From a practical point of view, while disagreement about “core beliefs” might be unimportant in some cases, it matters in others. Disagreements about general principles of policy design (e.g. how much regulation a policy should include) are not likely to dissipate later in the policy design process. If a “sufficient consensus” on general policy design (e.g. the primary mechanism for delivery of services) is needed for policy success, efforts to achieve consensus should be made early on. Simply providing information is not likely to do that. More “collaborative and consensus-building methods aimed at challenging stakeholders’ mental models” (Bianchi Citation2022, 408) should be employed in this situation.

Little is known about the opposite situation, i.e. whether (and how) a policy based on unpopular general principles can become more acceptable when it becomes calibrated. As noted in the introduction to this article, it is not uncommon for people to accept calibrated policies that do not align – at least at first sight – with their views of the general policy design. Policy scholars usually suggest that too much disagreement on basic principles will eventually lead to policy failure. It is still unclear how much initial disagreement can be tolerated and overcome by subsequent discussion and information sharing about specific policy parameters. In their study, Jagers, Matti, and Nilsson (Citation2017) showed that stakeholders’ acceptability of environmental policy instruments tends to increase proportionally to their experience with them. In some cases, public acceptability of general projects was relatively low before implementation, but then acceptance increased as the experience of the project grew. However, there can be no guarantee that a policy will be accepted. Acceptability is conditional on factors such as personal experience with or with the view that the decision-making process was fair.

Disclosure statement

No potential conflict of interest was reported by the author(s).

Additional information

Funding

This work was supported by the European Regional Development Fund project “Beyond Security: Role of Conflict in Resilience-Building” (Reg. No.: Z.02.01.01/00/22_008/0004595).

Notes

1 Policy acceptability thus might be contrasted with policy acceptance, i.e., attitudes to policies that are already in place. While both acceptability and acceptance refer to attitudes, the term policy support is sometimes used to refer to the behavioral dimension of public policies (Kojo et al. Citation2022). In other words, policy support denotes how people actually behave (e.g., active protests against proposed policies). Concepts of acceptance, acceptability, and support are thus closely related but not synonymous.
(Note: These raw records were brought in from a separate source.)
PR #780, opened 2017-04-21
[ELY-1038] - use config entries rather than callback if values are pr…

baranowb:
…esent.

https://issues.jboss.org/browse/JBEAP-9250

This PR renders: https://github.com/wildfly-security/wildfly-elytron/pull/742 obsolete.

### DIFF
--- a/src/main/java/org/wildfly/security/auth/client/AuthenticationConfiguration.java
+++ b/src/main/java/org/wildfly/security/auth/client/AuthenticationConfiguration.java
@@ -253,6 +253,7 @@ public final class AuthenticationConfiguration {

2 Ninety percent of respondents agree that there is a need for an institution that would take administrative burdens off school principals and enable them to become pedagogical leaders.

3 It should be noted that the theories summarized below sometimes employ concepts other than policy attitudes. While Zaller, Hurwitz, and many others focus on the concept of attitudes, ACF centers on beliefs, Sniderman and Tetlock focus on preferences, and Carstensen simply talks about ideas. Distinguishing these related terms is not easy because they overlap and differ mostly in their level of abstraction (Maio et al. Citation2003). It is beyond the purpose of this article to untangle the perplexity of these concepts, but we acknowledge that different usage of these concepts might have consequences for the assumptions of theory.